PR #98, opened 2024-02-23
feat: `bring dynamodb`

skyrpex:
- Interface similar to the original DynamoDB SDK
- Includes streams support
- Uses one container for all tables (sim)

Closes https://github.com/winglang/wing/issues/4949


ekeren:
@skyrpex what is the status of this?

skyrpex:
Hmmm not much I think! 

- Extract interface & abstract implementation from current table class
- Implement tf-aws table
- Marshall dynamodb stream event
- Not sure if we're missing critical type defnitions or methods

ekeren:
Sounds promising, does it also work locally?

skyrpex:
> Sounds promising, does it also work locally?

Yes, it works locally :)

dynamodb/dynamodb.mjs
```diff
@@ -0,0 +1,152 @@
...
+      shardIterator = recordsData.NextShardIterator;
+
+      // AWS DynamoDB fetches records 4 times a second.
+      await new Promise((resolve) => setTimeout(resolve, 250));
+    }
+  }
+};
+
+const processRecords = async (endpoint, tableName, handler) => {
+  while (true) {
```
eladb, line 109: How do we break this loop on shutdown?

dynamodb/dynamodb.mjs
```diff
@@ -0,0 +1,152 @@
...
+  }
+};
+
+export const processRecordsAsync = async (endpoint, tableName, handler) => {
+  processRecords(endpoint, tableName, handler).catch((error) => {
+    if (error.message.includes("ECONNREFUSED")) {
+      // Ignore. This error happens when reloading the console.
+      // We can safely end the execution here.
+    } else {
+      console.error(error);
```
eladb, line 149: No need to throw?

dynamodb/dynamodb.sim.w
```diff
@@ -0,0 +1,214 @@
...
+bring util;
+bring cloud;
+bring "./dynamodb-types.w" as dynamodb_types;
+bring "./dynamodb-client.w" as dynamodb_client;
+
+interface Process {
+  inflight kill(): void;
+}
+
+struct SpawnOptions {
```
eladb, line 11: @Chriscbr any idea when this will be supported in the sdk? This is the 4th implementation I've seen of this code (and all of them have issues I am sure)

dynamodb/dynamodb.sim.w
```diff
@@ -0,0 +1,214 @@
...
+  new() {
+    let containerName = "winglibs-dynamodb-{util.uuidv4()}";
+
+    let state = new sim.State();
+    this.endpoint = state.token("endpoint");
+
+    new cloud.Service(inflight () => {
+      let port = Util.getPort();
+
+      let docker = Util.spawn(
```
eladb, line 48: Would it make sense to use containers.Workload here?

dynamodb/dynamodb.sim.w
```diff
@@ -0,0 +1,214 @@
...
+          }
+        },
+      );
+
+      return () => {
+        docker.kill();
+      };
+    });
+
+    // The host will be ready when the endpoint is set.
```
eladb, line 71: Why is this needed?

dynamodb/dynamodb.sim.w
```diff
@@ -0,0 +1,214 @@
...
+  tableName: str;
+
+  new(props: dynamodb_types.TableProps) {
+    this.host = Host.of(this);
+
+    let tableName = this.node.addr;
+    let state = new sim.State();
+    this.tableName = state.token("tableName");
+
+    new cloud.Service(inflight () => {
```
eladb, line 102: @Chriscbr please take a look at this- another use case for `sim.Resource` we can use to validate the APIs.

dynamodb/dynamodb.sim.w
```diff
@@ -0,0 +1,214 @@
...
+  }
+
+  pub connection(): dynamodb_types.Connection {
+    return {
+      endpoint: this.host.endpoint,
+      tableName: this.tableName,
+    };
+  }
+
+  pub setStreamConsumer(handler: inflight (dynamodb_types.StreamRecord): void) {
```
eladb, line 171: Need some shutdown code here

eladb (changes requested):
Crazy project!

dynamodb/dynamodb.sim.w
```diff
@@ -0,0 +1,214 @@
...
+        });
+      }
+
+      util.waitUntil(() => {
+        try {
+          client.createTable({
+            TableName: tableName,
+            AttributeDefinitions: attributeDefinitions.copy(),
+            KeySchema: keySchemas.copy(),
+            BillingMode: "PAY_PER_REQUEST",
```
staycoolcall911, line 138: Should we add `pointInTimeRecovery`? https://github.com/winglang/wing/pull/5730

dynamodb/dynamodb-client.w
```diff
@@ -0,0 +1,196 @@
...
+    this.tableName = props.tableName;
+    this.client = Util.createDocumentClient({
+      region: props.region,
+      credentials: props.credentials,
+      endpoint: props.endpoint,
+    });
+  }
+
+  pub inflight delete(options: dynamodb_types.DeleteOptions): dynamodb_types.DeleteOutput {
+    let response = this.client.delete({
```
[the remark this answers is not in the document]
eladb: let's do it and see how it feels.

dynamodb/dynamodb-client.w
```diff
@@ -0,0 +1,196 @@
...
+  endpoint: str?;
+  region: str?;
+  credentials: Credentials?;
+}
+
+pub inflight class Client impl dynamodb_types.IClient {
+  inflight tableName: str;
+  inflight client: DocumentClient;
+
+  inflight new(props: ClientProps) {
```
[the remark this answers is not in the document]
skyrpex: The props must include the tableName, so aren't optional.

dynamodb/dynamodb-client.w
```diff
@@ -0,0 +1,196 @@
...
+  inflight scan(input: Json): Json;
+  inflight transactGet(input: Json): Json;
+  inflight transactWrite(input: Json): Json;
+  inflight update(input: Json): Json;
+}
+
+struct Credentials {
+  accessKeyId: str;
+  secretAccessKey: str;
+}
```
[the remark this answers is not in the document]
skyrpex: Yes, we need to pass fake credentials to the DynamoDB container in the sim, otherwise the client will try to gather the credentials from environment variables. For example, this is what I get:

```
The Wing Console is running at http://localhost:3000/
Error: The SSO session associated with this profile has expired. To refresh this SSO session run aws sso login with the corresponding profile.
   --> dynamodb-client.w:66:12
```

dynamodb/README.md
```diff
@@ -0,0 +1,61 @@
...
+    {
+      name: "id",
+      type: "S",
+    },
+  ],
+  hashKey: "id",
+);
+
+// Streams.
+table.setStreamConsumer(inflight (record) => {
```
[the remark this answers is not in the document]
skyrpex: Maybe. It'd make the implementation more complicated, though.

IMO we should stick to this raw implementation, and see if users actually need more advanced patterns.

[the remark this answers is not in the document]
skyrpex: DynamoDB always emits events for all records. Not sure if that's what you were asking.

dynamodb/dynamodb.sim.w
skyrpex: I guess, I just tried it and the resulting code is much cleaner, but I noticed that the containers doesn't get removed when I Ctrl+C the `wing it` process.

Maybe we can improve the containers winglib. The difference is that I spawn the docker container without detach and with the `--rm` option.

dynamodb/README.md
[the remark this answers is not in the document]
skyrpex: In that case, it would need to be implemented manually for the sim AFAIK. Maybe we could implement it at a later stage, with proper testing.

dynamodb/dynamodb.sim.w
skyrpex: I got BSODs about functions not getting resolved otherwise.

dynamodb/dynamodb.sim.w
* * *
> **Task details**
Tally the lines in this data that hold the word "make" and state only the count.

> **Answer area**
2